Distribution to Local Road Agencies (Section 10r)

Section 12 of Act 51 currently directs the distribution of MTF revenue among the 83 road commissions based on the factors shown above.  The most significant factors under the current distribution are county resident vehicle registrations, mileage, and rural population.  In addition, Section 13 of Act 51 currently provides for the distribution of MTF revenue among 533 cities and villages.  The most significant factors in the allocation to cities and villages are population and street mileage.

Section 10r would direct the distribution of CCF revenue to local road agencies, both county road commissions and eligible cities and villages, using a formula based in part on vehicle miles travelled, and in part on centerline mileage, by functional classification.  The bill defines functional classification as a class or group of roads based on the character of traffic service the road provides.  Functional classification is a uniform national system of classifying roads established in federal law, the Intermodal Surface Transportation Efficiency Act of 1991.

Subsequent legislative analyses of this bill will provide additional description of the proposed allocation method to local road agencies.

Municipal Streets – Transfer to County Road Commissions (Section 10s)

Under the new definition in proposed Section 10c, "local road agency" would mean a county road commission, a county that had assumed the duties of a county road commission, a city or village receiving $50,000 or more from the Michigan Transportation Fund in FY 2011-12, or a regional road agency established by interlocal agreement.  A city or village which had received less than $50,000 in MTF funding in FY 2011-12 could be defined as a local road agency if the city or village, by a vote of its citizens at a general election, affirmatively elected to retain jurisdiction of its municipal streets, and complied with the certification requirements of Section 18j of Act 51 which would be added by companion bill, House Bill 5303.

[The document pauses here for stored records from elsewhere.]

PR #1470, opened 2018-12-30
SCI: Fix QFG1VGA Mac Antwerp controls, bug #10856

sluicebox:
Fixes a script bug in the mac version that always kills the player


bluegr:
Nice work! Merging

PR #1472, opened 2019-01-03
SCI32: Stub out kRestartGame

lskovlun:
Restarting was only supported in QfG4, GK1 and PQ4. Those three used
makeshift script code. The kernel call was stubbed out in SSCI as
well. Fixes bug #10681.


lskovlun:
I'm thinking maybe we should rename kRestartGame to kRestartGame16, just to clarify what's going on. We already have several other kernel functions using that convention.

m-kiewitz:
Fine by me.

bluegr:
Agree with the change, and also agree to rename kRestartGame to kRestartGame16. Can you please add that change in this pull request, for completeness?

m-kiewitz:
@lskovlun
btw. I won an auction today for Police Quest SWAT Japanese!
A few other Japanese SCI32 releases are left, but very hard to track down.

PR #1478, opened 2019-01-13
KYRA: (EOB) - on touchscreens, swap left and right licks in active item slots

singalen:
Using in-hand item, e.g. sword (now a single tap) is a much more frequent action than removing them (now a 2-finger right-click emulation).

Otherwise, whenever I fight, I end up taking swords from my characters’ hands instead of hitting enemies with them.

I find that I'm not the only one to have [problems playing EoB on touchscreens](https://forums.scummvm.org/viewtopic.php?f=17&t=14042&p=86826#p86826).

Probably this needs a documentation update too?
Criticism is welcome.

### DIFF
--- a/engines/kyra/gui_eob.cpp
+++ b/engines/kyra/gui_eob.cpp
@@ -32,6 +32,7 @@
 #include "backends/keymapper/keymapper.h"
 #include "common/system.h"
 #include "common/savefile.h"
+#include "common/config-manager.h"
 #include "graphics/scaler.h"
 
 namespace Kyra {
@@ -873,10 +874,21 @@ int EoBCoreEngine::clickedWeaponSlot(Button *button) {
 	static const uint8 sY[] = { 27, 27, 79, 79, 131, 131 };
 	int slot = sY[button->arg] > _mouseY ? 0 : 1;
 
-	if ((_gui->_flagsMouseLeft & 0x7F) == 1)
+	bool useItem = (_gui->_flagsMouseLeft & 0x7F) != 1;
+	// Do not swap buttons if there's an item held by mouse. Then we probably 
+	// want to put it in hand, not to attack with that hand.
+	bool itemInMouse = _itemInHand != 0;
+	if (??? && !itemInMouse) {
+		// Otherwise, whenever I fight, I end up taking swords 
+		// from my characters’ hands instead of hitting enemies with them.
+		useItem = !useItem;
+	}
+
+	if (useItem) {
 		gui_processWeaponSlotClickLeft(button->arg, slot);
-	else
+	} else {
 		gui_processWeaponSlotClickRight(button->arg, slot);
+	}
 
 	return 1;
 }


singalen:
Got it, thanks! Redoing.

singalen:
After looking for a way to figure out if a RMB click is a touchscreen event or a touchpad or a mouse event, I see no way to find this out in runtime.

In SDL, there's [SDL_MouseButtonEvent.which](https://wiki.libsdl.org/SDL_MouseButtonEvent) which lets one determine the source device. 
In Common::Event, I see no such field. Maybe it makes sense to add one? Another alternative would be to add something like `SDL_GetMouseState()`.

We have to determine the difference in runtime, because on certain computers there could be both: touchscreen on a PC, or a USB mouse on Android device. 

The best way to keep an actual mouse behavior I see is to actually #ifdef it out for Android/iOS/whatever.

tsoliman:
> Point is, this is NOT a backend issue. It's a specific game whose use of RMB in particular GUI control damages its gameplay with ScummVM's emulation of RMB. No other game affected.

I am not sure I understand how it isn't a backend issue when we're talking about backend-specific ifdefs inside engine code. (Specifically: whether the current backend has a touchscreen)

I am not saying it isn't game-specific. It is a game-specific backend issue. To me it is the same as adding WSAD support to EOB/LOL/etc. My understanding is that it is supposed to be handled in the EventMapper layer, which is game-aware to some extent.

Putting backend-specific `#ifdef`s in an engine's code smells to me of concern-leakage.

singalen:
@tsoliman so what is your suggestion?

athrxx:
I understand that using the key mapper might be difficult, since this feature request concerns only one particular GUI action (clicking the weapon slots). 

However, changing the default engine behaviour for all tablet users is not something I wish to do.
 
How would something like that work for you?
https://github.com/athrxx/scummvm/tree/eob-buttonswap

You can turn on this option in the launcher if you want, but it will not be the default.
Note that you have to run the engine once for the new game option to "register", before you'll see it in the launcher.

singalen:
That's fantastic, thanks! Somewhy I thought that it's difficult to add arbitrary options to ScummVM.

I was considering making a PR where `Common::Event` has a `source` field, describing if it's a mouse, touchpad or a touchscreen, like in SDL. This would make such a touchscreen enhancements much easier in the future. But this option is a good compromise. I'll clone the branch and rebase my change on top of it.

On the all platforms point: as a tablet player, I see the change as positive for all touchscreen platforms. It's quite a painful and error-prone process - trying to do a right-click gesture each time you need to swing a sword. RMB emulation is a cross-platform function in ScummVM (I think), so the engine improvement should also be cross-platform.

athrxx:
Since there hasn't been any more activity here (and the actual PR is broken)  I have now made a commit which adds the button swap option to the engine.

Can this PR be closed?

tsoliman:
Fixed by e8ee079b86f683f5faa4cb54f5f358ff7a684081

Thanks everyone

Section 10s of the bill would direct that, beginning January 1, 2015, for cities or villages not meeting the definition of "local road agency," the municipal streets would be transferred to the county road commission of the county in which the municipality is located.

To the extent that the current MTF distribution to cities is driven primarily by population, the use of a FY 2011-12 MTF distribution of less than $50,000 is a proxy for small population city or village; cities and villages receiving less than $50,000 from the MTF generally have a population of 500 or less.  We estimate that approximately 100 cities and villages will receive less than $50,000 from the MTF in FY 2011-12.

FISCAL IMPACT:

House Bill 5303 is tie-barred to House Bill 5300, a bill to amend the Michigan Vehicle Code.  House Bill 5300 would both increase vehicle registration taxes, and change the distribution of registration tax revenue over period of eight years – beginning in FY 2012-13 – from the MTF to the CCF.  Registration tax revenue currently generates approximately $870 million for credit to the MTF.  According to a briefing paper in support of the bill, House Bill 5300 would generate an additional $500 million in transportation revenue.

In addition, a companion bill, House Bill 5298, would amend the Motor Fuel Tax Act.  Among other things, House Bill 5298 would change the distribution of motor fuel tax revenue from the MTF to the CCF on the effective date of the bill's enactment.  House Bill 5303 is not tie-barred to House Bill 5298.

House Bill 5303 does not repeal the current MTF distribution formulas in Section 10, Section 12, or Section 13.  MTF revenue would continue to be distributed under the current formulas, even as revenue shifted from the MTF to the CCF.  In effect, there would two transportation funds, and two distribution formulas, operating simultaneously during the eight-year transition period.

The impact of House Bill 5303 on state and local transportation funding cannot be readily estimated at this time.

                                                                                                  Fiscal Analyst:   William E. Hamilton

This analysis was prepared by nonpartisan House staff for use by House members in their deliberations, and does not constitute an official statement of legislative intent.